Regreso de la ciudad

Se ha recogido la luz, el llano ya no es amarillo. Por poco tiempo los cactus y la tierra seca, con sus grandes piedras encajadas, han vuelto a tener un color más real.

Llego a donde comienza la vegetación y la tierra baja hasta el río. En donde empieza la distancia y todo se ve claramente.

De las montañas cae el viento esparciendo una tenue sombra, y arriba de las siluetas en que se van convirtiendo aparece un azul transparente y puro, muy atrás de la sierra; años, milenios.

Mientras camino escucho el aire mover las ramas de los pinos, después el rumor del río que asciende. La tierra se ha enfriado bajo mis pies, y tropiezo con las piedras. Pienso en las cosas que he ido olvidando de todo esto, tan conocido.

El aire se enrarece, es una música ondulante, se hace viento alejándose hasta la infancia, donde el tiempo parece reencontrar el mismo llano y los árboles; donde hay palabras que no se comprenden y se parte a una ciudad.

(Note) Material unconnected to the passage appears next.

PR #1255, opened 2024-03-28
ISOM-824 feat: don't fetch redundant author info from db

timotheeg:
## Problem

`computeShaMappings()` does one query `this.users.findByPk(userId)` for each author of all commits on the review. All the DB queries are issued in parallel. For large changeset with many commits, we expect the set of authors to be less than the number of commits, and so the process sometimes issues many redundant queries in parallel.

Recuerdo aquel gesto con la boca y la frente contrayéndose hacia el centro, que a veces sorprendo en mí, es el gesto antiguo que miré en la cara del padre ya anciano, con el que los hombres de la familia se ponían a pensar las cosas que no entendían. Y de alguna forma sé que no aparecerá más.

De pronto es posible reconocer los primeros rostros, con la impavidez de la luna apareciendo como un destello detenido en sus ojos; adentrándose a la noche en otro tiempo, cuando también conocieron el momento en que se vuelve a saber lo esencial.

Estoy junto al río, el agua suena claramente y brilla cuando choca con las piedras el mismo brillo lunar, inmemorial. El sonido del primer choque del agua en la piedra se prolonga, como un eco a través de todos los años y los siglos, hasta mis oídos, los primeros oídos que lo escuchan esta noche, que se vuelve asombrosa.

Jesús Canales García
No. 82, Julio-Agosto 1980
Tomo XIII – Año XVI
Pág. 163

El extremo del círculo

Las imágenes le hacen ser consciente de que mira con unos ojos que no conoce bien, en el momento en que una ligera nube deja de cubrir el sol.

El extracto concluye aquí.